PR #2642, opened 2024-11-08
Fix changelog checks

mexanick:
Use bash script instead of file-existence-action, as that action doesn't seem to have an option "check if at least one exists"

Tested manually with local run of github-actions.
Currently add "no-changelog-needed" label, but can remove and add changelog for automated test.
Not sure if this propagate to an actual changelog though.

### DIFF
--- a/.github/workflows/changelog.yml
+++ b/.github/workflows/changelog.yml
@@ -20,16 +20,5 @@ jobs:
       - name: Check for at least one changelog fragment
         if: ${{ !contains(github.event.pull_request.labels.*.name, 'no-changelog-needed') }}
         run: |
-          CHANGE_TYPES=("feature" "bugfix" "api" "datamodel" "optimization" "maintenance")
-          FRAGMENT_FOUND=false
-          for CHANGE_TYPE in "${CHANGE_TYPES[@]}"; do
-            FILE="${{ env.FRAGMENT_NAME_PREFIX }}.${CHANGE_TYPE}.rst"
-            if [ -f "$FILE" ]; then
-              FRAGMENT_FOUND=true
-              break
-            fi
-          done
-          if [ "$FRAGMENT_FOUND" = false ]; then
-            echo "No changelog fragment found. Please add a changelog fragment."
-            exit 1
-          fi
+          find docs/changes -type f | \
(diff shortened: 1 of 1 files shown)


.github/workflows/changelog.yml
```diff
@@ -6,19 +6,30 @@ on:
...
 
-      - name: Check for news fragment
-        if: ${{ ! contains( github.event.pull_request.labels.*.name, 'no-changelog-needed')}}
-        uses: andstor/file-existence-action@v3
-        with:
-          files: ${{ env.FRAGMENT_NAME }}
-          fail: true
+      - name: Check for at least one changelog fragment
+        if: ${{ !contains(github.event.pull_request.labels.*.name, 'no-changelog-needed') }}
+        run: |
```
maxnoe, line 22: Couldn't this just be:

```
find docs/changes -type f | grep -P 'docs/changes/2411\.(feature|bugfix|api|datamodel|optimization|maintenance)\.rst'
```
?

mexanick: automatically did in pure bash, but this is indeed much neater.

maxnoe (approved):

LukasBeiske (approved):

.github/workflows/changelog.yml
```diff
@@ -6,19 +6,19 @@ on:
...
           fetch-depth: 0
 
-      - name: Check for news fragment
-        if: ${{ ! contains( github.event.pull_request.labels.*.name, 'no-changelog-needed')}}
-        uses: andstor/file-existence-action@v3
-        with:
-          files: ${{ env.FRAGMENT_NAME }}
-          fail: true
+      - name: Check for at least one changelog fragment
+        if: ${{ !contains(github.event.pull_request.labels.*.name, 'no-changelog-needed') }}
```
Tobychev, line 21: Are you absolutely sure that no space after "!" works as you want? The evaluation rules for bash are very fickle and specific.

mexanick: yes. This PR has the "no-changelog-needed" label and passes the changelog check despite it has no changelog entry.

maxnoe: This is not bash, it is githubs expression language

PR #2643, opened 2024-11-10
PSF model

ctoennis:
I am adding PSF models to ctapipe.image.psf_model. I made a parent class called PSFModel and a PSF model based on pure coma abberation called ComaModel. 

This will be used in the pointing calculation using star tracking and PSF fitting using stars.


kosack:
Quick question: are these models applicable for both gamma-ray and optical PSF? If not, maybe call it OpticalPSFModel to be more clear where it should be used.

maxnoe:
I think this is purely optical, not IRF. Also, I think the appropriate place would be in `ctapipe.instrument.optics`

ctoennis:
> Quick question: are these models applicable for both gamma-ray and optical PSF? If not, maybe call it OpticalPSFModel to be more clear where it should be used.

The model accounts for coma abbarations and the default parameters i have would be for photons in the optical range. With different parameters this should work with gamma photons, but i am not sure. I could call the ComeModel OpticalComaModel and keep the parent class as is. Then later models specifically for gamma photons can be added.

ctoennis:
> I think this is purely optical, not IRF. Also, I think the appropriate place would be in `ctapipe.instrument.optics`

Makes sense. I will move it to optics.

maxnoe:
> Side note: we should check with what is used in SimPipe's instrument model, to ensure what is output here is compatible with what the simulations expect.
+===+
§ ACTION ITEM
Copy every line from the entries that contains the word "clear".

§ ANSWER BOX
Quick question: are these models applicable for both gamma-ray and optical PSF? If not, maybe call it OpticalPSFModel to be more clear where it should be used.
> Quick question: are these models applicable for both gamma-ray and optical PSF? If not, maybe call it OpticalPSFModel to be more clear where it should be used.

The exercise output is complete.